Pont entre tradition et modernité
La médecine chinoise, et la moxibustion en particulier, n’est pas figée dans un passé révolu. Elle évolue, s’adapte, intègre de nouvelles connaissances tout en préservant ses principes fondamentaux. Le « Jiu Sheng » incarne parfaitement cette dynamique : ancré dans les classiques (Suwen, Lingshu), nourri par l’observation clinique moderne, ouvert aux validations expérimentales, mais inflexible sur l’essentiel – les méridiens, le Qi, l’armoise, les principes Yin-Yang.
Cette médecine n’a pas besoin d’être « modernisée » au sens de renoncer à ses concepts pour adopter ceux de la biomédecine occidentale. Elle a besoin d’être comprise, pratiquée correctement, et mise en dialogue respectueux avec les autres approches médicales.
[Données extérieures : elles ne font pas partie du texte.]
PR #11612, opened 2022-05-08
std.crypto: generate AES constants at compile time

0x2b3bfa0:
This pull request generates all the previously hardcoded S-boxes and lookup tables at compile time, showcasing one of the greatest strengths of Zig.

I discovered Zig two days ago; this pull request may contain unidiomatic code. 🙈


lib/std/crypto/aes/soft.zig
```diff
@@ -410,333 +411,94 @@ pub const Aes256 = struct {
...
-    0x60, 0x81, 0x4f, 0xdc, 0x22, 0x2a, 0x90, 0x88, 0x46, 0xee, 0xb8, 0x14, 0xde, 0x5e, 0x0b, 0xdb,
-    0xe0, 0x32, 0x3a, 0x0a, 0x49, 0x06, 0x24, 0x5c, 0xc2, 0xd3, 0xac, 0x62, 0x91, 0x95, 0xe4, 0x79,
-    0xe7, 0xc8, 0x37, 0x6d, 0x8d, 0xd5, 0x4e, 0xa9, 0x6c, 0x56, 0xf4, 0xea, 0x65, 0x7a, 0xae, 0x08,
-    0xba, 0x78, 0x25, 0x2e, 0x1c, 0xa6, 0xb4, 0xc6, 0xe8, 0xdd, 0x74, 0x1f, 0x4b, 0xbd, 0x8b, 0x8a,
-    0x70, 0x3e, 0xb5, 0x66, 0x48, 0x03, 0xf6, 0x0e, 0x61, 0x35, 0x57, 0xb9, 0x86, 0xc1, 0x1d, 0x9e,
-    0xe1, 0xf8, 0x98, 0x11, 0x69, 0xd9, 0x8e, 0x94, 0x9b, 0x1e, 0x87, 0xe9, 0xce, 0x55, 0x28, 0xdf,
-    0x8c, 0xa1, 0x89, 0x0d, 0xbf, 0xe6, 0x42, 0x68, 0x41, 0x99, 0x2d, 0x0f, 0xb0, 0x54, 0xbb, 0x16,
-};
+// Rijndael's irreducible polynomial.
+const poly: u16 = 1<<8 | 1<<4 | 1<<3 | 1<<1 | 1<<0; // x⁸ + x⁴ + x³ + x + 1
```
jedisct1, line 416: The polynomial could be a `u9`.

lib/std/crypto/aes/soft.zig
```diff
@@ -410,333 +411,94 @@ pub const Aes256 = struct {
...
+    }
+
+    break :init array;
 };
+
+// Multiply a and b as GF(2) polynomials modulo poly.
+fn mul(a: u8, b: u8) u8 {
+    @setEvalBranchQuota(27151);
+
+    var i: u16 = a;
```
jedisct1, line 485: `u9` everywhere.

lib/std/crypto/aes/soft.zig
```diff
@@ -410,333 +411,94 @@ pub const Aes256 = struct {
...
+        }
+
+        i <<= 1;
+
+        if (i & 0x100 != 0) {
+            i ^= poly;
+        }
+    }
+
+    return @intCast(u8, s);
```
jedisct1, line 503: `@truncate()` would be safe (and faster) here.

lib/std/crypto/aes/soft.zig
```diff
@@ -410,333 +411,94 @@ pub const Aes256 = struct {
...
 };
+
+// Multiply a and b as GF(2) polynomials modulo poly.
+fn mul(a: u8, b: u8) u8 {
+    @setEvalBranchQuota(27151);
+
+    var i: u16 = a;
+    var j: u16 = b;
+    var k: u16 = 1;
+    var s: u16 = 0;
```
0x2b3bfa0, line 488:
```suggestion
    var i: u9 = a;
    var j: u8 = b;
    var k: u8 = 1;
    var s: u9 = 0;
```

lib/std/crypto/aes/soft.zig
0x2b3bfa0:
```suggestion
const poly: u9 = 1<<8 | 1<<4 | 1<<3 | 1<<1 | 1<<0; // x⁸ + x⁴ + x³ + x + 1
```

jedisct1:
This is a good idea.

My only concern here, beyond increased compilation time, is that having a single table for encryption and decryption may not allow the compiler to remove the unneeded data in case we only use the encryption function (which is the case for virtually everything these days).

This is a bit of an issue with constrained platforms, which are likely to require the software implementation.

lib/std/crypto/aes/soft.zig
```diff
@@ -410,333 +411,94 @@ pub const Aes256 = struct {
...
+            array[mode][3][index] = math.rotr(u32, array[mode][0][index], 24);
+        }
+    }
+
+    break :init array;
 };
+
+// Multiply a and b as GF(2) polynomials modulo poly.
+fn mul(a: u8, b: u8) u8 {
+    @setEvalBranchQuota(27151);
```
jedisct1, line 483: You can round that up a little bit, as the number depends on the target but can also change with compiler versions.

0x2b3bfa0:
```suggestion
    @setEvalBranchQuota(30000);
```

For instance? I was tempted to use 28000, but don't know how much it can fluctuate.

jedisct1: 30000 should be fine.

CI's failing, but that may just be because of a formatting issue.

0x2b3bfa0:
> _having a single table for encryption and decryption may not allow the compiler to remove the unneeded data_

Would https://github.com/ziglang/zig/pull/11612/commits/e35cec1709c666e9836e1157d07fb5bd5d7ce8a6 solve this issue? 🤔

0x2b3bfa0:
_(Note that I'm a renowned expert in [cache invalidation](https://skeptics.stackexchange.com/a/39178); feel free to suggest better names for functions and constants)_

lib/std/crypto/aes/soft.zig
0x2b3bfa0: Yes, I forgot to run `zig fmt` 😅 

See https://github.com/ziglang/zig/pull/11612/commits/d559caa93488bc11d76123d4d5f79c11318171ac

lib/std/crypto/aes/soft.zig
daurnimator: huh? isn't `@intCast` far more correct here?

lib/std/crypto/aes/soft.zig
```diff
@@ -410,333 +411,99 @@ pub const Aes256 = struct {
...
+    } else {
+        array[0x00] = 0x63;
+    }
+
+    return array;
+}
+
+// Generate lookup tables for encryption and decryption.
+fn generateTable(sbox: [256]u8, factors: [4]u8) [4][256]u32 {
+    var array: [4][256]u32 align(64) = undefined;
```
daurnimator, line 470: Do we want/need the `align(64)` here?
Does return value semantics kick in without it?

lib/std/crypto/aes/soft.zig
0x2b3bfa0: Yes, there is no need to `@truncate` here because final values are always `u8` and `@intCast` is more accurate.

Still, if the former is more performant, I guess that it's fine to use it.

lib/std/crypto/aes/soft.zig
```diff
@@ -435,7 +435,9 @@ const table_decrypt align(64) = generateTable(sbox_decrypt, [_]u8{ 0xb, 0xd, 0x9
 
 // Generate S-box substitution values.
 fn generateSbox(invert: bool) [256]u8 {
-    var array: [256]u8 align(64) = undefined;
+    @setEvalBranchQuota(2000);
```
jedisct1, line 438: Still not enough :) Try 5000.

0x2b3bfa0:
```suggestion
    @setEvalBranchQuota(5000);
```

It worked on my computer! (TM)

lib/std/crypto/aes/soft.zig
```diff
@@ -410,333 +411,101 @@ pub const Aes256 = struct {
...
+const sbox_encrypt align(64) = generateSbox(false);
+const sbox_decrypt align(64) = generateSbox(true);
+const table_encrypt align(64) = generateTable(sbox_encrypt, [_]u8{ 0x3, 0x1, 0x1, 0x2 });
+const table_decrypt align(64) = generateTable(sbox_decrypt, [_]u8{ 0xb, 0xd, 0x9, 0xe });
+
+// Generate S-box substitution values.
+fn generateSbox(invert: bool) [256]u8 {
+    @setEvalBranchQuota(5000);
+
+    var array: [256]u8 = undefined;
```
jedisct1, line 440: Maybe `array` could be called `sbox`?

lib/std/crypto/aes/soft.zig
```diff
@@ -410,333 +411,101 @@ pub const Aes256 = struct {
...
+    } else {
+        array[0x00] = 0x63;
+    }
+
+    return array;
+}
+
+// Generate lookup tables for encryption and decryption.
+fn generateTable(sbox: [256]u8, factors: [4]u8) [4][256]u32 {
+    var array: [4][256]u32 = undefined;
```
jedisct1, line 472: And here, `array` could be called `table`?

lib/std/crypto/aes/soft.zig
jedisct1: CI seems to be passing so far :)

lib/std/crypto/aes/soft.zig
0x2b3bfa0: Resolved with https://github.com/ziglang/zig/pull/11612/commits/54a2f57c7e8e7759f8254a83fc5253e484ba40ec

lib/std/crypto/aes/soft.zig
0x2b3bfa0: Resolved with https://github.com/ziglang/zig/pull/11612/commits/54a2f57c7e8e7759f8254a83fc5253e484ba40ec

jedisct1:
CI is looking good so far. Fingers crossed!

0x2b3bfa0:
😅

jedisct1:
Merged! 🎉

Thanks a lot for contributing this, and welcome to Zig!

0x2b3bfa0:
Thank you very much! 😊

PR #11616, opened 2022-05-09
std.crypto: simplify AES multiplication algorithm

0x2b3bfa0:
“Byte-sized” continuation of #11612, making the `mul` function more intuitive and readable. 

_(Based on [FIPS-197 4.2.1](https://csrc.nist.gov/csrc/media/publications/fips/197/final/documents/fips-197.pdf))_


eLeCtrOssSnake:
Does it make sense to change it? I don't see any reason.

jedisct1:
> Does it make sense to change it? I don't see any reason.

Not really. It's purely cosmetic; it makes the fact that bits are processed until the last top set bit a little bit more obvious.

The end result is the same, and it's all comptime stuff anyway, so why not.

PR #11626, opened 2022-05-10
init-exe: add note about log_level in ReleaseSmall and ReleaseFast build mode

### LINKED ISSUE #9945: change the init-exe example to avoid confusion with ReleaseFast and std.log.info
### Zig Version

0.9.0-dev.1352+6d6cf5984

### Steps to Reproduce

just init simple zig project and build it with -Drelease-fast=true or -Drelease-small=true

```zig
const std = @import("std");

pub fn main() anyerror!void {
}
```

### Expected Behavior

Produced binary should print `All your codebase are belong to us.`

### Actual Behavior

It doesn't print anything. Instead it just exits immediately.

mewmew:
As suggested in https://github.com/ziglang/zig/issues/9945#issuecomment-950114977 by @wizzard0.

Fixes #9945.

### DIFF
--- a/lib/init-exe/src/main.zig
+++ b/lib/init-exe/src/main.zig
@@ -1,6 +1,8 @@
 const std = @import("std");
 
 pub fn main() anyerror!void {
+    // Note that info level log messages are by default printed only in Debug
+    // and ReleaseSafe build modes.
     std.log.info("All your codebase are belong to us.", .{});
 }
 


lib/init-exe/src/main.zig
```diff
@@ -1,6 +1,14 @@
...
+//pub const log_level: std.log.Level = .info;
+
 pub fn main() anyerror!void {
+    // Note: log messages with info level are by default emitted only in Debug
+    // and ReleaseSafe build modes (and omitted from ReleaseFast and
+    // ReleaseSmall build modes).
+    //
+    // To emit the message in all build modes, either set the root log_level
+    // explicitly or use std.debug.print instead of std.log.info.
     std.log.info("All your codebase are belong to us.", .{});
```
r00ster91, line 12: Perhaps a simple "Note that info logs are by default only printed in `Debug` and `ReleaseSmall` build modes" suffices? If they want to learn more (maybe they don't) about it, they can simply consult the `std.log` documentation, just like with all other things.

Votre chemin avec la moxibustion
Si vous lisez ces lignes, c’est probablement que la moxibustion a éveillé votre curiosité. Peut-être souffrez-vous d’une maladie chronique que les approches conventionnelles n’ont pas résolue. Peut-être êtes-vous praticien de médecine chinoise cherchant à approfondir vos connaissances. Peut-être êtes-vous simplement quelqu’un en quête de sagesse thérapeutique ancienne.
Quel que soit votre point de départ, sachez ceci : la moxibustion n’est pas une mode passagère ni un placebo exotique. C’est une médecine véritable, avec des indications précises, des contre-indications à respecter, des techniques à maîtriser.
Le dernier mot
Chaque praticien qui allume un cône d’armoise perpétue une tradition vieille de plusieurs millénaires. Chaque patient qui ressent la chaleur se propager le long d’un méridien confirme la validité de cette sagesse ancienne. Chaque guérison obtenue par la moxibustion ajoute une pierre à l’édifice de la preuve.
« Le ‘Jiu Sheng’ – le fil conducteur de la moxibustion – continue de guider ceux qui cherchent. Cette sagesse millénaire attend simplement d’être redécouverte et partagée. Puisse-t-elle éclairer votre propre chemin. »
La flamme voyage ainsi à travers le temps et l’espace, de main en main, de génération en génération, réchauffant, guérissant, illuminant.
Que cette flamme ne s’éteigne jamais.